◆ **TASK BRIEF**
When the string "check" occurs in a line of the records, show that line.

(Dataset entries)

######

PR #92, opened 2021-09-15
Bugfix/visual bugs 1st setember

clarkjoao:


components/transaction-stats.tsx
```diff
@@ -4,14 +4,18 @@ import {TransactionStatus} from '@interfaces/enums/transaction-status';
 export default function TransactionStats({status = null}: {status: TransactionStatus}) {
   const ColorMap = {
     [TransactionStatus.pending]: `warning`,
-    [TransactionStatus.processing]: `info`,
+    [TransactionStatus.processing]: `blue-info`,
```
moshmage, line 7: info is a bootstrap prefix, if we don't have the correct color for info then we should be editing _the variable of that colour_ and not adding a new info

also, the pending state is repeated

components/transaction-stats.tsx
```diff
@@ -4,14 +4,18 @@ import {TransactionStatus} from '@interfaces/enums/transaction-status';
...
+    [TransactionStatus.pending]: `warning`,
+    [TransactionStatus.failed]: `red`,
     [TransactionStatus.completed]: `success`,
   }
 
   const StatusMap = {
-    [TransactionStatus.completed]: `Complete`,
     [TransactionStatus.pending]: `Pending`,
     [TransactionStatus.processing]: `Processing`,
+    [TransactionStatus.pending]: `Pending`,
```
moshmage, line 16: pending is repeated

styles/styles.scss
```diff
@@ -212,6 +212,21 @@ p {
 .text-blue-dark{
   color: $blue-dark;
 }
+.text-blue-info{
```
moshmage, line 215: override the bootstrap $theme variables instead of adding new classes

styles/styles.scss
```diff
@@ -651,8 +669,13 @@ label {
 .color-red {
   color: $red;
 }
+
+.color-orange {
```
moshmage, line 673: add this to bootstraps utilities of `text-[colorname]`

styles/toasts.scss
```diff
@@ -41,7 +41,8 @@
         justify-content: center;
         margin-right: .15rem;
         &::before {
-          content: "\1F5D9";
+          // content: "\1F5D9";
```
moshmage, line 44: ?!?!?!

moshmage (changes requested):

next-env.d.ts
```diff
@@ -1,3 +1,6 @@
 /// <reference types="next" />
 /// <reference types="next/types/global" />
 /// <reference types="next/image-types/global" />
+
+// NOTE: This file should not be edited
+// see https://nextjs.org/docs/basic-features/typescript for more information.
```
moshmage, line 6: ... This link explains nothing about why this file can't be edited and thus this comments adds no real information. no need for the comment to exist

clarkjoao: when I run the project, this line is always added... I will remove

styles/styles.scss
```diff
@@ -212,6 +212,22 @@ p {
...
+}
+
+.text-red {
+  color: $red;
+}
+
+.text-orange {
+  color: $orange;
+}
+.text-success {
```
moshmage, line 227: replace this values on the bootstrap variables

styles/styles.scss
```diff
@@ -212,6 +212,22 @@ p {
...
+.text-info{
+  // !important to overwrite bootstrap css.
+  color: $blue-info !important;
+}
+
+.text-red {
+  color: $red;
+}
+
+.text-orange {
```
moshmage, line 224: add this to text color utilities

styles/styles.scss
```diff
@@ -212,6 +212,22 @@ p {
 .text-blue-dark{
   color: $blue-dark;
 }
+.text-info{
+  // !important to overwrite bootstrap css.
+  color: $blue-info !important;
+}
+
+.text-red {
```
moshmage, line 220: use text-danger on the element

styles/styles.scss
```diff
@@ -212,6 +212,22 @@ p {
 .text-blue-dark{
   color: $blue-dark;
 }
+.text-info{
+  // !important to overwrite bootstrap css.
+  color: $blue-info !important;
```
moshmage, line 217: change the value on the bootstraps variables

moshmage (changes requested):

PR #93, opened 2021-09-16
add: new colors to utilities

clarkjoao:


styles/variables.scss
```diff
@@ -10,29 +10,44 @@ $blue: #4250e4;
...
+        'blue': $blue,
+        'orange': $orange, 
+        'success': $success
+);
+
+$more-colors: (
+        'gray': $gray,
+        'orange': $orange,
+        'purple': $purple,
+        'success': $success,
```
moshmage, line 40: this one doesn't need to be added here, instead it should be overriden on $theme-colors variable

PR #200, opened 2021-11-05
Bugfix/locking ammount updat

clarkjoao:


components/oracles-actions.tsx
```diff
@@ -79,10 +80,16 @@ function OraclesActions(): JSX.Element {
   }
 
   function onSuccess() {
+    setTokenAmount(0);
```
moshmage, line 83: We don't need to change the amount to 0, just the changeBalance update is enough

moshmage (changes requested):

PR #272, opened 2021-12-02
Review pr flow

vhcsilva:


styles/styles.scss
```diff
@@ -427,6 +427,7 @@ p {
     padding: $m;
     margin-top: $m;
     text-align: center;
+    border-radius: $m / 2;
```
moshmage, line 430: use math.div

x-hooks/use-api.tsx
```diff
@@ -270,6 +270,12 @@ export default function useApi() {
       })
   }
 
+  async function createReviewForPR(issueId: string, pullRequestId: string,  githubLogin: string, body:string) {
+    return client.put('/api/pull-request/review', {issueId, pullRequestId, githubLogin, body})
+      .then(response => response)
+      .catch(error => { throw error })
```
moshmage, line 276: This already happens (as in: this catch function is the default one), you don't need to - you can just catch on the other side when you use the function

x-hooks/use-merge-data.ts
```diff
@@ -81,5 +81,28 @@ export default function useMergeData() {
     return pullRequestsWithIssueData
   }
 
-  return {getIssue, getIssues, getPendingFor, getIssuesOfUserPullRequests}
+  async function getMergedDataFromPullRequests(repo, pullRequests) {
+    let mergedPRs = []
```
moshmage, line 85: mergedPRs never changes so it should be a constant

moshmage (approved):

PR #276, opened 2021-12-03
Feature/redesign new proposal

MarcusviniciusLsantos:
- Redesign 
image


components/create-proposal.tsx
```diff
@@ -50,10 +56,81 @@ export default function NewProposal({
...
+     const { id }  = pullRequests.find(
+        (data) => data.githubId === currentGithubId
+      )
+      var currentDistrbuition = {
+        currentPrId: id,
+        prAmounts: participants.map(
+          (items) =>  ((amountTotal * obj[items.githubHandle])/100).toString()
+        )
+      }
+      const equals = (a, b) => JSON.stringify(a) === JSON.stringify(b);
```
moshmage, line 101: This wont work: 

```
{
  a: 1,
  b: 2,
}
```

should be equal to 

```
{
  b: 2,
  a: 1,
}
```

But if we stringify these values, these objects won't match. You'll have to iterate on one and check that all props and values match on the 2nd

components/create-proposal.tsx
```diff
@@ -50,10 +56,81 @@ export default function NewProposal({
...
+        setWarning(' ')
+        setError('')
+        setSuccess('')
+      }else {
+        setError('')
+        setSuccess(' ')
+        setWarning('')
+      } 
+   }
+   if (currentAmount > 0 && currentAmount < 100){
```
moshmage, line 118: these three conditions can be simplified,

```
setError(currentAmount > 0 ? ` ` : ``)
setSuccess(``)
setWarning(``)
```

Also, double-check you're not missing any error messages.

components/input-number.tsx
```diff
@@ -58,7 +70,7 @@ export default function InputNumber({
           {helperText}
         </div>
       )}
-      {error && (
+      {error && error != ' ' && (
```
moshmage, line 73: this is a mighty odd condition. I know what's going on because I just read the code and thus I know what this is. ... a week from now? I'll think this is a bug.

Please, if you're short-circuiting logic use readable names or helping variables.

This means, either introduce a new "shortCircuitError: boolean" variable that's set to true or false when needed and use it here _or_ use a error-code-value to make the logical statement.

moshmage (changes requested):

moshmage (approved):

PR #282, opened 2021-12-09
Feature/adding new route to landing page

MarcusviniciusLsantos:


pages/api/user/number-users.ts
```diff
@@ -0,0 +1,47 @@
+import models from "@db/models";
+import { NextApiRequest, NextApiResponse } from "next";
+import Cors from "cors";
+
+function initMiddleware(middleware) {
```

######

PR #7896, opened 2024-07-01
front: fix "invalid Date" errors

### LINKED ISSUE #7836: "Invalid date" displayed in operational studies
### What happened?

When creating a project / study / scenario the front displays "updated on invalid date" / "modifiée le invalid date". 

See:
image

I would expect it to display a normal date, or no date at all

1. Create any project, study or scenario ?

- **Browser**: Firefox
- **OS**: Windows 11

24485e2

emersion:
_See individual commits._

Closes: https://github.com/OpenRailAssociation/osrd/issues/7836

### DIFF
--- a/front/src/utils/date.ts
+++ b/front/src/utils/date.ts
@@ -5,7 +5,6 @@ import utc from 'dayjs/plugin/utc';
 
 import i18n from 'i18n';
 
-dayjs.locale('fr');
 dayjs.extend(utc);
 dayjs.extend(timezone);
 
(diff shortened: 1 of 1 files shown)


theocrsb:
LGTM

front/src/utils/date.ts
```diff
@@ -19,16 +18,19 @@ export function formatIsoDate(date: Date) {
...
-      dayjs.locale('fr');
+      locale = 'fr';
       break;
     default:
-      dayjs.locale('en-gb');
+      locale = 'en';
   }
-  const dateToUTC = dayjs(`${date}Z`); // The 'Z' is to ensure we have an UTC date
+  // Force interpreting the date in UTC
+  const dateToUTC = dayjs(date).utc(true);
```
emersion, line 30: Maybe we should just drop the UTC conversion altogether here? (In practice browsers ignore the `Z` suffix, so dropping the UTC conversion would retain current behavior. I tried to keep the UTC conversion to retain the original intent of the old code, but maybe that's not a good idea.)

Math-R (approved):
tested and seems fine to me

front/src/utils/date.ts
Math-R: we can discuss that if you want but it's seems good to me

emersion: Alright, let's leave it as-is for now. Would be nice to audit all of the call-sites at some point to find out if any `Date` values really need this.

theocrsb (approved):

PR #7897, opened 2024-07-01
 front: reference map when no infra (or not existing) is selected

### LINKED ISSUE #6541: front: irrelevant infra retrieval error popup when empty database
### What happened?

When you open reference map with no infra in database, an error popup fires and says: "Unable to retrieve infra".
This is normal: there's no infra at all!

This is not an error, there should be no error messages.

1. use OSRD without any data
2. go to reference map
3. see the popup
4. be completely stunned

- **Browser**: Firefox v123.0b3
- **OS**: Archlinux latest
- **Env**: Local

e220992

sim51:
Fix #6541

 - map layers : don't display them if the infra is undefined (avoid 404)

######

◆ **OUTPUT BELOW**
But if we stringify these values, these objects won't match. You'll have to iterate on one and check that all props and values match on the 2nd
Also, double-check you're not missing any error messages.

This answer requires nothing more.